▸ Assigned task: Count every line of the material that holds the string "targets". Respond with the total only.

▸ Data section:
PR #234, opened 2019-02-18
SortingPolicyPlugin

andresailer:
BEGINRELEASENOTES
- Plugin: lcgeo_LinearSortingPolicy : new plugin to set the sorting policy for surfaces identified by placement path based on their z position and a linear function, requires AIDASoft/DD4hep#486
- CLIC_o3_v14: add use of lcgeo_LinearSortingPolicy for TrackerEndcaps
- TrackerEndcapSupport_o1_v01: attach support volumes to different DetElements so we can attach different extensions to them

ENDRELEASENOTES

### DIFF
--- a/detector/other/TrackerEndcapSupport_o1_v01.cpp
+++ b/detector/other/TrackerEndcapSupport_o1_v01.cpp
@@ -70,6 +70,9 @@ static Ref_t create_detector(Detector& theDetector, xml_h e, SensitiveDetector)
     Tube    l_tub(rmin, rmax, layerWidth, 2 * M_PI);
     Volume  l_vol(l_nam, l_tub, air);
     l_vol.setVisAttributes(theDetector, x_layer.visStr());
+
+    DetElement layer_pos(sdet, l_nam + "_pos", l_num);
+
     for (xml_coll_t j(x_layer, _U(slice)); j; ++j, ++s_num)  {
       xml_comp_t x_slice = j;
       double thick = x_slice.thickness();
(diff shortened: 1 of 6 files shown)


petricm:
Shouldn't this rather be CLIC_o3_v15?

andresailer:
Except for the split in the support material it does not change any volumes. Anything simulated with previous CLIC_o3_v14 is compatible with the changed xml files.

detector/other/TrackerEndcapSupport_o1_v01.cpp
```diff
@@ -70,6 +70,13 @@ static Ref_t create_detector(Detector& theDetector, xml_h e, SensitiveDetector)
     Tube    l_tub(rmin, rmax, layerWidth, 2 * M_PI);
     Volume  l_vol(l_nam, l_tub, air);
     l_vol.setVisAttributes(theDetector, x_layer.visStr());
+
+    DetElement layer_pos(sdet, l_nam + "_pos", l_num);
+    pv = envelope.placeVolume(l_vol, Position(0, 0, zmin + layerWidth / 2.));
+    pv.addPhysVolID("layer", l_num);
+    pv.addPhysVolID("barrel", 1);
+    layer_pos.setPlacement(pv);
+
```
eleogran: what changed here? did you just move this block before the 'for'?

andresailer: Yes, so that I could assign the surface to the `layer_pos` DetElement

PR #247, opened 2021-08-30
CI: replace travis with github actions

andresailer:
BEGINRELEASENOTES
- CI: Run against LCG_100, clang10, gcc10 and LCG_99python2 gcc8
- CMake: restructure main CMake file, more use of targets
- Remove requirement for Boost, wasn't actually used for some time (still needed by DD4hep)
- GenericEndcapCalo: move setting of sensitive type because of error in SID simulation with newer ddsim

ENDRELEASENOTES


CMakeLists.txt
```diff
@@ -83,24 +65,24 @@ file(GLOB G4sources
...
-
-target_link_libraries(${PackageName}G4 ${DD4hep_LIBRARIES} ${DD4hep_COMPONENT_LIBRARIES} ${ROOT_LIBRARIES} ${Geant4_LIBRARIES} ${LCIO_LIBRARIES})
+#make sure DD4hep comes before any other includes, fix problems with using DD4hep not from LCG view, doesn't matter
+#otherwise
+include_directories(BEFORE SYSTEM $<TARGET_PROPERTY:DD4hep::DDCore,INCLUDE_DIRECTORIES>)
 
+include_directories( SYSTEM
+  ${LCIO_INCLUDE_DIRS}
+  Boost::boost
+ )
```
tmadlener, line 85: What is the reason for not having these includes also attached to targets?

andresailer: Do you mean why not use target_include_directories?

tmadlener: Yes, exactly.

andresailer: just laziness. I moved to target_include_now.
Also, boost isn't needed at the moment.
I don't seem to need the BEFORE dd4hep anymore...

andresailer:
Running here: https://github.com/andresailer/lcgeo/runs/3482606283

tmadlener (approved):
Thanks for also going over the cmake config.

PR #253, opened 2022-06-13
Move SiD_o2_v04 beampipe constants to global list.

vvolkl:
This fixes an error in the key4hep builds:

```
XercesC FATAL +++ FATAL Error at file 
"/tmp/gitlab-runner/spack-stage/spack-stage-lcgeo-commit.032c4cc7bc8ed6be1071e931dccf904fb7976b8a-2javekkqt44e34d47dhiva3wh3srpqor/spack-src/SiD/compact/SiD_o2_v04/BeamPipe_o2_v04.xml", Line 4 Column: 1 
Message:comment or processing instruction expected
```

Most likely due to a newer version of dd4hep used there not available in the lcgeo CI.

EDIT: The error is tied to Xerces-C being used by DD4hep, which is not the case for the iLCSoft nightlies. 

BEGINRELEASENOTES
- Move SiD_o2_v04 beampipe constants to global list to fix an error in key4hep builds

ENDRELEASENOTES

### DIFF
--- a/.github/workflows/key4hep.yml
+++ b/.github/workflows/key4hep.yml
@@ -1,0 +1,43 @@
+name: key4hep-stack
+
+on: [push, pull_request]
+
+jobs:
+  test:
+    runs-on: ubuntu-latest
+    strategy:
+      fail-fast: false
+      matrix:
+        SETUP: ['/cvmfs/sw.hsf.org/key4hep/setup.sh', '/cvmfs/sw-nightlies.hsf.org/key4hep/setup.sh']
+    steps:
+    - uses: actions/checkout@v2
+    - uses: cvmfs-contrib/github-action-cvmfs@v2
+    - name: Start container
+      run: |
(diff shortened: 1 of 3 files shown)


andresailer:
Please add which detector this change belongs to to the Release Notes
Also a bit puzzling why the error is about Line 4.

vvolkl:
Done!

And yes, it's not the most helpful error message.

protopopescu (approved):
I agree with moving the SiD_o2_v04 beam pipe constants to the main XML

andresailer:
@vvolkl The geant4 data files are not available in the key4hep setup

vvolkl:
@andresailer The key4hep setup is ok, but the spack-installed `${G4INSTALL}/bin/geant4.sh` is not. It sets the directory for all datafiles to the (empty) install prefix of the geant4-data bundle package. I'll try to fix this.

vvolkl:
The geant data files on cvmfs should be fixed. Closing and re-opening to trigger CI.

PR #261, opened 2022-11-25
Update TPCSDAction

danieljeans:
BEGINRELEASENOTES
- bug fix: no longer carry over energy to next event (sometimes affected lowpt hits)
- address one FIXME: create highpt hits even if steps have not passed the padrow centre
- some slight code cleanup and reorganisation to hopefully make it clearer to read
ENDRELEASENOTES

PR #262, opened 2023-01-11
Update tpcsd

danieljeans:
BEGINRELEASENOTES
- TPCSD: Fix crash when "previous step" was undefined

ENDRELEASENOTES


tmadlener:
There is currently a merge conflict, because #261 was squashed before merging, and so git gets confused by the presence of the old commits. Could you resolve these conflicts? I think the easiest is probably to simply cherry-pick the two new commits from this branch.

danieljeans:
Thanks for explaining the issue. I will close this and open a new one with just the new commits.

danieljeans:
cleaned up pull request : https://github.com/iLCSoft/lcgeo/pull/263

PR #263, opened 2023-01-13
Update tpcsd2

danieljeans:
BEGINRELEASENOTES
- deal with case when previousStep is not yet defined (could cause crash)
- add timing information to the lowPt hits
ENDRELEASENOTES


danieljeans:
cleaned up version of https://github.com/iLCSoft/lcgeo/pull/262

tmadlener (approved):

PR #265, opened 2023-02-14
Rename TPCHit->RawTimeSeries

jmcarcell:
BEGINRELEASENOTES
- Rename TPCHit -> RawTimeSeries

ENDRELEASENOTES

Goes together with https://github.com/key4hep/EDM4hep/pull/179

There is only left but I think this is LCIO TPCHits: https://github.com/key4hep/k4geo/blob/a8bcaa529b6f5213e054b9ecf41367b6d3a49bd4/example/ced2go-template.xml#L323


andresailer:
That TPCHits is the name of a collection, and not a type, so can remain unchanged.

Issue #269, opened 2023-05-16
CLD DetectorModel with LAr Calorimeter: CLD_o4_v01 (5?)


andresailer:
* Create a CLD Detector model based on the detector model to be created in #268 where the ECal Barrel (initially) is replaced by a LAr calorimeter, using the driver from https://github.com/HEP-FCC/FCCDetectors/blob/main/Detector/DetFCChhECalInclined/src/ECalBarrelInclined_geo.cpp

SwathiSasikumar:
A new pull request opened in k4geo by adding ```FCCee_o3_v06``` with CLD detector model along with LAr as calorimeter: https://github.com/key4hep/k4geo/pull/270.  All the steering xml files and driver from  https://github.com/HEP-FCC/FCCDetectors/blob/main/Detector/DetFCChhECalInclined/src/ECalBarrelInclined_geo.cpp are included

Zehvogel:
I think this can be closed as the model was merged already?

jmcarcell:
> I think this can be closed as the model was merged already?

I think so too, closing.

PR #270, opened 2023-05-19
Adding the CLD LAr scripts with driver file

SwathiSasikumar:
A folder ```FCCee_o3_v06``` added to FCCee compact files folder with steering files for CLD with LAr as the ECAL. The driver file ```ECalBarrelInclined_geo.cpp``` added along with other cpp files under ```detector/calorimeter```.  

BEGINRELEASENOTES
- ...

ENDRELEASENOTES

### DIFF
--- a/FCCee/compact/FCCee_o3_v06/BeamInstrumentation_o3_v01_overlap.xml
+++ b/FCCee/compact/FCCee_o3_v06/BeamInstrumentation_o3_v01_overlap.xml
@@ -1,0 +1,26 @@
+<lccdd>
+
+    <detectors>
+        <comment>Beampipe Instrumentation</comment>
+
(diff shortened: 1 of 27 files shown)


jmcarcell:
The text between BEGINRELEASENOTES and ENDRELEASENOTES goes into the release notes when a tag is made, see https://github.com/key4hep/k4geo/releases, and what's left out doesn't go into the notes. Please edit the text of the PR, this is common to all the key4hep repos.
Less important, if in your text you mention the issue https://github.com/key4hep/k4geo/issues/269 by pasting the link to the issue (like I do here) it will appear in the issue that it has been mentioned here (with a link to this PR) so you don't need to copy what you say here also in the issue.

Issue #272, opened 2023-05-24
CMake tests fail when repo is compiled wth key4hep stack


atolosadelgado:
Hi,

there are 3 tests in k4geo that fail when using key4hep stack. The following code reproduce the error in lxplus

```
source /cvmfs/sw.hsf.org/key4hep/setup.sh 
cd /tmp/atolosad/
git clone -b arcdetector git@github.com:atolosadelgado/k4geo.git
cd k4geo/
cmake3 -B build -S . -DCMAKE_INSTALL_PREFIX=install
cmake --build build -- install
ctest -R t_test_steeringFile -V
ctest -R t_SensThickness_Clic -V
```

The test number 12, with name t_test_steeringFile, corresponding to the steering file example fails with the following error. The variable `eps_min` is defined in the steering file and seems to be out of range. 

```
12: -------- EEEE ------- G4Exception-START -------- EEEE -------
12: 
12: *** ExceptionHandler is not defined ***
12: *** G4Exception : Geometry001
12:       issued by : G4FieldManager::SetMinimumEpsilonStep
12: Incorrect proposed value of eps_min = 1
12:  Its value is outside the permitted range from 2.22045e-13  to 0.01
12:  Clarification: 
12:   b) It must be smaller than (or equal)     0.01 to ensure robustness of integration - (FAILED)
12: 
12: *** Fatal Exception ***
12: -------- EEEE ------- G4Exception-END -------- EEEE -------
```

The tests 13 and 14, with names t_SensThickness_*, fail with the following error:

```
14: /tmp/atolosad/k4geo/install/bin/TestSensThickness: error while loading shared libraries: libxerces-c-3.2.so: cannot open shared object file: No such file or directory
```

Is this an error caused by the current key4hep stack? 

The tests pass when I use my local installation of DD4hep.

Some of the tests of my PR are failing, and trying to figure out what is failing I found these issues. Please close the issue if it is considered non important

 - OS version: centos7 (lxplus)
 - Compiler version: gcc (Spack GCC) 11.2.0
 - Package version: master, HEAD
 - Reproduced by:  already explained
 - Input: this repository
 - Output: already given
 - Goal: make test pass

jmcarcell:
[...]

PR #274, opened 2023-05-26
Change eps_min to .001 in the example steering file

jmcarcell:
to make the test t_test_steeringFile pass, see https://github.com/key4hep/k4geo/issues/272

BEGINRELEASENOTES
- Change eps_min to .001 in the example steering file

ENDRELEASENOTES


jmcarcell:
Ah this is annoying and I saw it the other day, downstream-build won't work because the name of the repo (k4geo) is different from the name of the package in spack (lcgeo), to be fixed...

▸ Answer section: 2